_EXERCISE INPUTS:_
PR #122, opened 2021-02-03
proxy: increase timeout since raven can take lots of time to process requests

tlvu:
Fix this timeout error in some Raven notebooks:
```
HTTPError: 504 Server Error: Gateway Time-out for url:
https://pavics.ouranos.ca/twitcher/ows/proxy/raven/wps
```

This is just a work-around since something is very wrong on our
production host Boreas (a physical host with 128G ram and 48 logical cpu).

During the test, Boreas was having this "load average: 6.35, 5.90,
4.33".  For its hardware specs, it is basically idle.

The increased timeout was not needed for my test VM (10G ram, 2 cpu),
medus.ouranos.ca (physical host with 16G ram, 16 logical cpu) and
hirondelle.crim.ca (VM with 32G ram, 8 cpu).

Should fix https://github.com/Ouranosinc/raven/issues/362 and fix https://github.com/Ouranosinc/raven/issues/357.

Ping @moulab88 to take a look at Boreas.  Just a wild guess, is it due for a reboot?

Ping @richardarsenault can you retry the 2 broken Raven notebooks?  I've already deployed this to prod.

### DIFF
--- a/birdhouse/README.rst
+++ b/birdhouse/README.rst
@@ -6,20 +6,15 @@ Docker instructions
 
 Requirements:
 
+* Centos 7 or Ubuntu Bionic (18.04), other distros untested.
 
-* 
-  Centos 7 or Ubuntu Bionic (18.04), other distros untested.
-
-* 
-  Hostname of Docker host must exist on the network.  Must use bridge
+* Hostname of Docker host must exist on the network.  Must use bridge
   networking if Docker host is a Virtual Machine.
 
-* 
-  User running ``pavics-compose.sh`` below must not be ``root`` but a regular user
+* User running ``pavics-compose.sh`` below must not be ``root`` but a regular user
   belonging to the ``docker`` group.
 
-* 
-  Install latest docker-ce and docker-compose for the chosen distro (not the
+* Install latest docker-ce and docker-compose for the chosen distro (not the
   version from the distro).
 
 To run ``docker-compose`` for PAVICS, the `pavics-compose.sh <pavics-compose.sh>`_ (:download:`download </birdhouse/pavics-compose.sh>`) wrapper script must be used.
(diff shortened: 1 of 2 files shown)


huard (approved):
* * *
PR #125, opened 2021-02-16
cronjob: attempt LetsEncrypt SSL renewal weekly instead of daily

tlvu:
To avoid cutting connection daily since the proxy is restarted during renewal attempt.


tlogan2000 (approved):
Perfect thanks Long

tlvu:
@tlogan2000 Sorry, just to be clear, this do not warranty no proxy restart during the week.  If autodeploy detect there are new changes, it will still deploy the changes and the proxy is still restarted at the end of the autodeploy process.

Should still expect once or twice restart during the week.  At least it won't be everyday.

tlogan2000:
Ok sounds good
* * *
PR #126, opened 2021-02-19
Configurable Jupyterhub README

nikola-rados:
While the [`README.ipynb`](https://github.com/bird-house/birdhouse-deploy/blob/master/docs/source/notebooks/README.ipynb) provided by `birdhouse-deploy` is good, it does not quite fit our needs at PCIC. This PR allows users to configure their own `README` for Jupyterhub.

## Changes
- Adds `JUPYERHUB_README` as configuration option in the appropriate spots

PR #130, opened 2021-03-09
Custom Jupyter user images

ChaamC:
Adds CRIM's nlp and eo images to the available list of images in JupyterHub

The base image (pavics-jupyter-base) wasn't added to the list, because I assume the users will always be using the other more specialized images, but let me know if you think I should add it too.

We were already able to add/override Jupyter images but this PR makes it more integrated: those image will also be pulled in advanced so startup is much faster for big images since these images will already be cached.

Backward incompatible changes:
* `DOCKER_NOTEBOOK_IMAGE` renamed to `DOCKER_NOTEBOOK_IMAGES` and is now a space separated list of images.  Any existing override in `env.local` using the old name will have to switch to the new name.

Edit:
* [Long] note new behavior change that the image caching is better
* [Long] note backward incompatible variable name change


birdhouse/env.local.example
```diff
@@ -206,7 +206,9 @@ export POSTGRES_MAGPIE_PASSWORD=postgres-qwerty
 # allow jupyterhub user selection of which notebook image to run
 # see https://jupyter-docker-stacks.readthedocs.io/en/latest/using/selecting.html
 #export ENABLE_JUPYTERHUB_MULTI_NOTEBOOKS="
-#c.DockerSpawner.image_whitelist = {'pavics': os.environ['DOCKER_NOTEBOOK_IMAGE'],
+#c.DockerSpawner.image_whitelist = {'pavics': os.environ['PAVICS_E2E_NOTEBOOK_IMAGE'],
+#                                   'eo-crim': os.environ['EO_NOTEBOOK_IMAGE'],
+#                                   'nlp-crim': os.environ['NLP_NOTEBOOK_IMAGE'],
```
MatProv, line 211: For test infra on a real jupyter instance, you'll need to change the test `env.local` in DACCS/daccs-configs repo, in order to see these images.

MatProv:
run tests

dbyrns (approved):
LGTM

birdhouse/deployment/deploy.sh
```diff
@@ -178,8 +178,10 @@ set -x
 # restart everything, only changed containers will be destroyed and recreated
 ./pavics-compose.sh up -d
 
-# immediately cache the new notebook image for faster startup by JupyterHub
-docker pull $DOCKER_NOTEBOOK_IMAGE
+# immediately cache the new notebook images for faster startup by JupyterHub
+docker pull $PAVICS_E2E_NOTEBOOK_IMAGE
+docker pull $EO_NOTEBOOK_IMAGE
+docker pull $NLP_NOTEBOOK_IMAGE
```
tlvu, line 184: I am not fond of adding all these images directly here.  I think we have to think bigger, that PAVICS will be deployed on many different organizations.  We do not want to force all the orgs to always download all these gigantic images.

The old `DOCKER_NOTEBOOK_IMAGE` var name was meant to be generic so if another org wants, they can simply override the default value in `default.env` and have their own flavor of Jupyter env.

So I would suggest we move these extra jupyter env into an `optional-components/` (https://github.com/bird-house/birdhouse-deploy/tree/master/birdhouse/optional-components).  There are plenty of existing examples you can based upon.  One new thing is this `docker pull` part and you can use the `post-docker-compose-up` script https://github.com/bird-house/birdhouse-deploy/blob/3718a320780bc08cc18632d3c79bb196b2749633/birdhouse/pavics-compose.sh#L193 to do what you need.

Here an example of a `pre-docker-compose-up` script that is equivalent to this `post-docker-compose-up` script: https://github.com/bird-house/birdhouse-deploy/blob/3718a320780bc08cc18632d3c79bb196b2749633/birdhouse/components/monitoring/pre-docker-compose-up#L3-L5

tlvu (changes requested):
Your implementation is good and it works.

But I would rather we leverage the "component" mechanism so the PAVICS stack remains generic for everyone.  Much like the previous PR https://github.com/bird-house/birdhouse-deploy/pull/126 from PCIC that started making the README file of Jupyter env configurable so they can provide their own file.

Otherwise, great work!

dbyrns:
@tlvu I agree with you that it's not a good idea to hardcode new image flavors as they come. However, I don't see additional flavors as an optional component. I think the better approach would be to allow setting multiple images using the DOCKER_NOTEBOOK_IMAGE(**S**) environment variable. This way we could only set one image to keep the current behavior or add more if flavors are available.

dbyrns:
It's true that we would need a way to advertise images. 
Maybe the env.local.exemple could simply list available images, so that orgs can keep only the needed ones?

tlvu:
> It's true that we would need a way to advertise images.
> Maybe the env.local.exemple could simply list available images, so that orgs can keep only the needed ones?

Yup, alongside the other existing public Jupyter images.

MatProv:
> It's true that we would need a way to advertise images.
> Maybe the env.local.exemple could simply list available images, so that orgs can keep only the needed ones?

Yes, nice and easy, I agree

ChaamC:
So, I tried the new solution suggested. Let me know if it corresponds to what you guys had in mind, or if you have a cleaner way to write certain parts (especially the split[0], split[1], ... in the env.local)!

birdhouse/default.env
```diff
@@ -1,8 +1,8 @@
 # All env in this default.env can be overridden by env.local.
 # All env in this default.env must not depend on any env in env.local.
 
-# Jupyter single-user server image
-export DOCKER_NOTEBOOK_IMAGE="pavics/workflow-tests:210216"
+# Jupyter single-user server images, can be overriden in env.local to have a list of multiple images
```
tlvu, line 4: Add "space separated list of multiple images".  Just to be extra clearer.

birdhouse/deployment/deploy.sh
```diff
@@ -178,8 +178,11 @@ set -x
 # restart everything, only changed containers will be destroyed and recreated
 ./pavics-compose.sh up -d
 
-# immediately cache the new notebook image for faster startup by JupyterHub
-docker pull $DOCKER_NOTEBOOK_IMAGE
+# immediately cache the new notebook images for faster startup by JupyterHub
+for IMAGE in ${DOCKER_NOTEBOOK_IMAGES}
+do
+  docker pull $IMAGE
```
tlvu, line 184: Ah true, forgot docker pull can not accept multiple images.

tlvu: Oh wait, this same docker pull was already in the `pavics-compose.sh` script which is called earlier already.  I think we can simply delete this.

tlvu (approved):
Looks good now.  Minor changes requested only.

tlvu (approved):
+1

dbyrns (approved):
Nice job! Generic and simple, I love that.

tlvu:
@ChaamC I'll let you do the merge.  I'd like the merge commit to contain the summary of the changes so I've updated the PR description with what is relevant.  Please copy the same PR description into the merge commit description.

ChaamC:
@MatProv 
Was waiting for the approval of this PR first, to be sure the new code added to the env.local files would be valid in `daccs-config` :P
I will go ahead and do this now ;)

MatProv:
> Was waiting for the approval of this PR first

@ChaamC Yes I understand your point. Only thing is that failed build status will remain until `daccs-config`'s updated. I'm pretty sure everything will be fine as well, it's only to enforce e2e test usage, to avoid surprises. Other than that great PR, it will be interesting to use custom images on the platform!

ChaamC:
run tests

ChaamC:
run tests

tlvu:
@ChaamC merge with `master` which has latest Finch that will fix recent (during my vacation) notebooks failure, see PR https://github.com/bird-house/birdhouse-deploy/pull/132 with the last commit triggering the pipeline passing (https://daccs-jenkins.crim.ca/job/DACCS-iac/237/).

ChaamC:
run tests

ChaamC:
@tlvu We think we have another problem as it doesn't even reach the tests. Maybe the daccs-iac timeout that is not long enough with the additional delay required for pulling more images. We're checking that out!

_EXERCISE BRIEF:_ What is the number of lines in these entries that hold "great"? Reply with the figure alone.

_ANSWER SECTION:_ 2